TASK GOAL – Records follow. Pull out every line that contains "Deserialize".

INFORMATION SUPPLIED –

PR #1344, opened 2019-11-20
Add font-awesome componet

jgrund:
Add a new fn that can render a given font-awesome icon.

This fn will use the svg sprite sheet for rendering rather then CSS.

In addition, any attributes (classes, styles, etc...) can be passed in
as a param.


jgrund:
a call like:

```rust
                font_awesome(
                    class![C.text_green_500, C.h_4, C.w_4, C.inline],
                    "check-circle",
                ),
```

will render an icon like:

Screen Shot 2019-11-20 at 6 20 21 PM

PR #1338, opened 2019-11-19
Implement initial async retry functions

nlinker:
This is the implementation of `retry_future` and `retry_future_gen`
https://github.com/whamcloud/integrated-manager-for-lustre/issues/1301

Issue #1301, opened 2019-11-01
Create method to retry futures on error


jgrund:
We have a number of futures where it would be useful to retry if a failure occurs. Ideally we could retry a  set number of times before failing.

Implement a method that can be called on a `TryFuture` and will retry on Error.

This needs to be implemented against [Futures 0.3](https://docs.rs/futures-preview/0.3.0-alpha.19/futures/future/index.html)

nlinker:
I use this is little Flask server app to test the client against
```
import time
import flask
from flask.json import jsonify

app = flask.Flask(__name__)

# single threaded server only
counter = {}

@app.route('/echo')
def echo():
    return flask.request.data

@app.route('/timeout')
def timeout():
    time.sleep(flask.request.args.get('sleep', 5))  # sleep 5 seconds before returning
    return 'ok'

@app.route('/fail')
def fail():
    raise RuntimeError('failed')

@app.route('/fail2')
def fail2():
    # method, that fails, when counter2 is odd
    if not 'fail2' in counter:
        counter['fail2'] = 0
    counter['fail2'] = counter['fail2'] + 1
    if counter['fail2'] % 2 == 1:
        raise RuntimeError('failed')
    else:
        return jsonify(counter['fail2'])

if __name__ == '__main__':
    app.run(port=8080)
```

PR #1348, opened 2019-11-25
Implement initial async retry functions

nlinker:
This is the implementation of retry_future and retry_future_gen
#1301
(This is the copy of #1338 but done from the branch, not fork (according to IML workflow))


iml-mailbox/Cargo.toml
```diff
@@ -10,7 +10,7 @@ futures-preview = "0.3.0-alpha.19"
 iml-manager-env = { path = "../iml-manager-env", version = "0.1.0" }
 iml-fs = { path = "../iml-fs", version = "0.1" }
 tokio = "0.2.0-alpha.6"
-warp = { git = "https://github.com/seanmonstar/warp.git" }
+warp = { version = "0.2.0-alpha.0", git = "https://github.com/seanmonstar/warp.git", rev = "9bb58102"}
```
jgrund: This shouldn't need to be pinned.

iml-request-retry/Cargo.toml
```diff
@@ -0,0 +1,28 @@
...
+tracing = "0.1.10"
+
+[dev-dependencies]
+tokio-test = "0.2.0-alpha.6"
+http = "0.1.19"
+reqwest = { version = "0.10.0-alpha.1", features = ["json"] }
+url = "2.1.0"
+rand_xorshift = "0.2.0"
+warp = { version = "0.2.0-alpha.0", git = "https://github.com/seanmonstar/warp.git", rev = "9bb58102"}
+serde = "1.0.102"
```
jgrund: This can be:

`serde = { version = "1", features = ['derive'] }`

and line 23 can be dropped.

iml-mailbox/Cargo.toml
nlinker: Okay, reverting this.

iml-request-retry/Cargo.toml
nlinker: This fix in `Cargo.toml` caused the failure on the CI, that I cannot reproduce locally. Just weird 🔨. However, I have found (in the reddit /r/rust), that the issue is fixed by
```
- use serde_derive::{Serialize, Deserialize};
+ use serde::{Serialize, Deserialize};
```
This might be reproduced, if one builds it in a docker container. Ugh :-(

---

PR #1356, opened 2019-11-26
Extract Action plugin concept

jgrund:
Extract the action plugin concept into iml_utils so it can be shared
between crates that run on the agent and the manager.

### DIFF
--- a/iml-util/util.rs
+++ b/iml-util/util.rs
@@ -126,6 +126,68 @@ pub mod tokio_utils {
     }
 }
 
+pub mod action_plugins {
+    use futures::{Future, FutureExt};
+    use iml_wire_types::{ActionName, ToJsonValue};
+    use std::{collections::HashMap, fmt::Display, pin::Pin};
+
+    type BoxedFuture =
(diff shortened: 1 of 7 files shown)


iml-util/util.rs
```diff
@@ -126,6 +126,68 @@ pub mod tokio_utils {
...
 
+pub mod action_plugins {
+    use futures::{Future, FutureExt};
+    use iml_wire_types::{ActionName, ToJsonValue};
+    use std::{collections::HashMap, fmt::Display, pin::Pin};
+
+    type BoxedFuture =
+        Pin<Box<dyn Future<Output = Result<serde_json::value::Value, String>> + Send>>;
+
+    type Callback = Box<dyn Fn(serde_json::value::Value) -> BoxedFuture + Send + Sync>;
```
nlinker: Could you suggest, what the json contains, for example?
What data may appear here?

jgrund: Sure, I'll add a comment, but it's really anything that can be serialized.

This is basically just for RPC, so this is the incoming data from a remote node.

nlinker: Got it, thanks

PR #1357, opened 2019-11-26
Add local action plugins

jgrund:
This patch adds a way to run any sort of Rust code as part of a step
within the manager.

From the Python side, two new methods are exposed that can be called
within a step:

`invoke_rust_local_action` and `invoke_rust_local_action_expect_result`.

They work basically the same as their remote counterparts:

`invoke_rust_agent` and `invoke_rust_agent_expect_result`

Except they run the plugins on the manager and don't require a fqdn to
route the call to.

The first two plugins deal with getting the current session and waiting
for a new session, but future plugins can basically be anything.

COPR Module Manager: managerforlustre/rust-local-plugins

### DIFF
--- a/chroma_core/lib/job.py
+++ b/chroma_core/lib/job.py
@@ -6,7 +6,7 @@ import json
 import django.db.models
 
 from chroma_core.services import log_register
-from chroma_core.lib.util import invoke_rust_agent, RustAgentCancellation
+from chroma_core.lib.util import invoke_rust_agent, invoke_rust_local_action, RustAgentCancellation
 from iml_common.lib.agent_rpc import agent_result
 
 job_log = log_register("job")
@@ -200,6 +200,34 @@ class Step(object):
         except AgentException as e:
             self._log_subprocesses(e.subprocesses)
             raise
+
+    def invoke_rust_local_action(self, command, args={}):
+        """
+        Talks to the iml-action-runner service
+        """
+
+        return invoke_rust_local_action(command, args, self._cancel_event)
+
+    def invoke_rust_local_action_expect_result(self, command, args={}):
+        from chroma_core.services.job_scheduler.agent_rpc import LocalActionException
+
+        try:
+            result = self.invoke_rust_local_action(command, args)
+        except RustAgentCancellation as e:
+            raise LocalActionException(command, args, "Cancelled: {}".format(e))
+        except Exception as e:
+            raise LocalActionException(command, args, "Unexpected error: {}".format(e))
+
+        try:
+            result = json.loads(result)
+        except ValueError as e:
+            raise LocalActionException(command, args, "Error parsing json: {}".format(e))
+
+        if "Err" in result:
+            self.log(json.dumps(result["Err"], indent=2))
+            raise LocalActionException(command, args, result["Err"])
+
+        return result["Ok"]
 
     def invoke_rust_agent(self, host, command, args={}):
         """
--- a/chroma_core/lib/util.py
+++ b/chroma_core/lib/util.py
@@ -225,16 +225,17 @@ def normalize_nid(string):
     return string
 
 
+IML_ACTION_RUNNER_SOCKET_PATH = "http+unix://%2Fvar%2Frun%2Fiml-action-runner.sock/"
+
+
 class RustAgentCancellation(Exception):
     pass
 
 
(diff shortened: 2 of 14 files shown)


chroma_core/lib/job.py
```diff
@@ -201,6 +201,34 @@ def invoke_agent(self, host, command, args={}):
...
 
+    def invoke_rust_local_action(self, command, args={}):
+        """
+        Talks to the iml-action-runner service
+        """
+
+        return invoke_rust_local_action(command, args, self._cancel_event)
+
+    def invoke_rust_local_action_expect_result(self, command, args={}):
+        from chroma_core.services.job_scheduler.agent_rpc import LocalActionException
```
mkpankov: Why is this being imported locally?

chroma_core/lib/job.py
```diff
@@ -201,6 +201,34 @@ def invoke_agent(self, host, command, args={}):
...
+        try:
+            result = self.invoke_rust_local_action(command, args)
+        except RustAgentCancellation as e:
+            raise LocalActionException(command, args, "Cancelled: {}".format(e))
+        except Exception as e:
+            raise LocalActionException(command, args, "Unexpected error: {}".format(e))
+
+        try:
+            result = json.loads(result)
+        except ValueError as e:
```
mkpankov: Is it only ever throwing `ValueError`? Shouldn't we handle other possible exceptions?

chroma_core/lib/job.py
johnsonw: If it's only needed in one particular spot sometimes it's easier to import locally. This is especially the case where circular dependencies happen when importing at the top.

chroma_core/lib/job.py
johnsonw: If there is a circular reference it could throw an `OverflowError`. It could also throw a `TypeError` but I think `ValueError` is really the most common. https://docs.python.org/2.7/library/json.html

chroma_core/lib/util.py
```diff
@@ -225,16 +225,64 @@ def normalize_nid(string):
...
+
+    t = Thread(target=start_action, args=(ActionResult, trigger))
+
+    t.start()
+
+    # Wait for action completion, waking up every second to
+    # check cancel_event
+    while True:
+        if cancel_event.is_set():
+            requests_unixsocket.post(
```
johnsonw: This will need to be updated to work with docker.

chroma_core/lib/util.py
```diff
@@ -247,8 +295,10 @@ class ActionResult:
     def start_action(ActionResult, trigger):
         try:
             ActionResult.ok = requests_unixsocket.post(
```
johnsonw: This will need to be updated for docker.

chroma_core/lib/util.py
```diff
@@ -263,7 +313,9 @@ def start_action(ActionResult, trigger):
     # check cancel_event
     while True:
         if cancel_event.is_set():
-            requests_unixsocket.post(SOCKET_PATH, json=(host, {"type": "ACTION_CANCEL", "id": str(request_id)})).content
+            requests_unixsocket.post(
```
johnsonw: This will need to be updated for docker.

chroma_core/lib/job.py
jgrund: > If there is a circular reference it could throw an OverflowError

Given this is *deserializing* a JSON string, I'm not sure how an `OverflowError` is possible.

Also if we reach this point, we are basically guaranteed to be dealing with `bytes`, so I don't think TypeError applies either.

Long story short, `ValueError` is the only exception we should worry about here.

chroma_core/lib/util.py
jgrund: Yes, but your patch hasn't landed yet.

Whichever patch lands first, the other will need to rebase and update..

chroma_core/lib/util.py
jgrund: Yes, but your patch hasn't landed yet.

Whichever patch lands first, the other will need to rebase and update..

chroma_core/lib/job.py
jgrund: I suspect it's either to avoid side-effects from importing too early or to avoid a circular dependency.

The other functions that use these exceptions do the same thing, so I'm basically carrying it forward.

ANSWER SECTION –
- use serde_derive::{Serialize, Deserialize};
+ use serde::{Serialize, Deserialize};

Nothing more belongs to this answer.